Subscriber Growth is Slowing Down for Streaming Giant Netflix
Shares of Netflix were falling as much as 11% in after-hours trading on Tuesday after the company reported a big miss in its subscriber numbers in Q1.
Global paid net subscriber additions were only 3.98 million compared to the 6.2 million expected, per FactSet. The company also said it only expects to add about 1 million subscribers in the current quarter.
The company cited that the slow down in numbers may be due to the ongoing pandemic, which forced the streaming giant to delay some big name shows and films.
The company said in its report that it doesn’t believe competition played a factor in the weak subscriber numbers. “We don’t believe competitive intensity materially changed in the quarter or was a material factor in the variance as the over-forecast was across all of our regions,” according to the report.
“We believe paid membership growth slowed due to the big Covid-19 pull forward in 2020 and a lighter content slate in the first half of this year, due to Covid-19 production delays,” Netflix said in its letter to shareholders.
Despite this miss, the company saw revenue grow 24% YOY, coming in line with its beginning of the quarter forecast.

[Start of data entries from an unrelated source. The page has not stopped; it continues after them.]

PR #2773, opened 2022-01-11
KTOR-3659 Fix sockets on Android

Thomas-Vos:
https://youtrack.jetbrains.com/issue/KTOR-3659

Since https://github.com/ktorio/ktor/pull/2603 was merged the sockets no longer work on Android API level < 24.

This PR fixes the issue by only calling Java 1.7 APIs if they are available, and fall back to older APIs otherwise. 

I have not tested this PR yet on Android, will do that soon.

### DIFF
--- a/ktor-network/jvm/src/io/ktor/network/sockets/CIOReader.kt
+++ b/ktor-network/jvm/src/io/ktor/network/sockets/CIOReader.kt
@@ -63,7 +63,11 @@ internal fun CoroutineScope.attachForReadingImpl(
             pool.recycle(buffer)
             if (nioChannel is SocketChannel) {
                 try {
-                    nioChannel.shutdownInput()
+                    if (java7NetworkApisAvailable) {
+                        nioChannel.shutdownInput()
+                    } else {
+                        nioChannel.socket().shutdownInput()
+                    }
                 } catch (ignore: ClosedChannelException) {
                 }
             }
@@ -115,7 +119,11 @@ internal fun CoroutineScope.attachForReadingDirectImpl(
     } finally {
         if (nioChannel is SocketChannel) {
             try {
-                nioChannel.shutdownInput()
+                if (java7NetworkApisAvailable) {
+                    nioChannel.shutdownInput()
+                } else {
+                    nioChannel.socket().shutdownInput()
+                }
             } catch (ignore: ClosedChannelException) {
             }
         }
--- a/ktor-network/jvm/src/io/ktor/network/sockets/CIOWriter.kt
+++ b/ktor-network/jvm/src/io/ktor/network/sockets/CIOWriter.kt
@@ -62,7 +62,11 @@ internal fun CoroutineScope.attachForWritingImpl(
             pool.recycle(buffer)
             if (nioChannel is SocketChannel) {
                 try {
-                    nioChannel.shutdownOutput()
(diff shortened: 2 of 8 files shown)


Thomas-Vos:
@ptitjes if you have time, please review if this does not break anything for you. Java 1.7 APIs are called if available so I think all should work fine.

lolilofit (approved):
LGTM

olme04 (commented):
may be it's better to somehow extract those checks under some extension functions in one place, to not repeat same code in many different places ?
like this
```kotlin
val localAddress = if (java7NetworkApisAvailable) {
    channel.localAddress
} else {
    channel.socket().localSocketAddress
}
```

lolilofit:
@Thomas-Vos, please, also write a message here when you will check this code on Android

Thomas-Vos:
@olme04 sounds good, but I don't think that is really possible here. The `socket()` function is not shared between the classes. For example there is `DatagramChannel.socket()`, `ServerSocketChannel.socket()`, and `SocketChannel.socket()`. Not sure how to share code for those calls. If you have any suggestions, let me know,

Will get back with testing results in a moment.

olme04:
@Thomas-Vos even so, we can extract this for at least in one place, but for those 3 classes. Even if we not be able to share everything, we will have this `compatibility` things in one place

Thomas-Vos:
@lolilofit, just tested my project which uses uses Ktor UDP sockets and requires options like broadcast.

I built this PR locally and included it as a dependency. Ran the app on a Samsung Galaxy S5 mini with Android 6, and all is working fine. So the PR is working as expected.

Thomas-Vos:
@olme04 so if I understand you correctly, you want me to extract all the calls I added in this PR into one file? That is a lot of extra code. That would mean I need to create extension functions for all of the available socket options, too, instead of just a simple if else condition.

If you want me to do that, any suggestions for naming the functions? `localAddressCompatibility`, `localAddressSafe`, etc

olme04:
BTW, have you checked, that using `nioChannel.socket().shutdownInput()` will not work on both android and unix (there tests for unix in ktor network module)? 
May be we just need to revert those specific changes of skiping `socket()` call there?

Thomas-Vos:
@olme04 `SocketChannel.shutdownInput()` is only available since Android API 24, see: https://developer.android.com/reference/java/nio/channels/SocketChannel#shutdownInput()

That is the reason I added an if condition to call `socket().shutdownInput()` instead, if the newer API is unavailable. That's how it was before #2603.

olme04:
nevermind, looks like it will give almost no sense to extract those checks in one place. 
May be in future we can somehow improve this unix(jdk 16)/android(jdk 6)/common(jdk 8) support.

ptitjes:
@Thomas-Vos Just seen the notification. Sorry I broke support for Android < 24, I did not know it supported Java 6 only.
I don't see why your changes would break things in my use-case, but I'll test it anyway tomorrow evening.

lolilofit:
> @lolilofit, just tested my project which uses uses Ktor UDP sockets and requires options like broadcast.
> 
> I built this PR locally and included it as a dependency. Ran the app on a Samsung Galaxy S5 mini with Android 6, and all is working fine. So the PR is working as expected.

@Thomas-Vos, thanks, that's great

For the quarter, Netflix reported earnings per share of $3.75. This was in comparison to the $2.97 per share expected by analysts according to Refinitiv. Revenue at $7.16 billion was better than the $7.13 billion expected, per Refinitiv.
Netflix anticipates its content to pick back up later in the year.
“As we’ve noted previously, the production delays from Covid-19 in 2020 will lead to a 2021 slate that is more heavily second half weighted with a large number of returning franchises,” Netflix said.
The company is expecting to spend more than $17 billion in cash on content this year.
“We’ll test many things, but we’ll never roll something out that feels like turning the screws,” Co-CEO Reed Hastings said in the company’s post-earnings interview. “It’s got to feel like it makes sense to consumers, that they understand.”
“The key is the business remains healthy … and the business is still growing,” CFO Spencer Neumann told investors.
The company additionally approved a buyback program to repurchase up to $5 billion in common stock, beginning in 2021 with no fixed expiration date. That’s expected to begin the quarter, the company said.
Disclaimer: We have no position in any of the companies mentioned and have not been compensated for this article.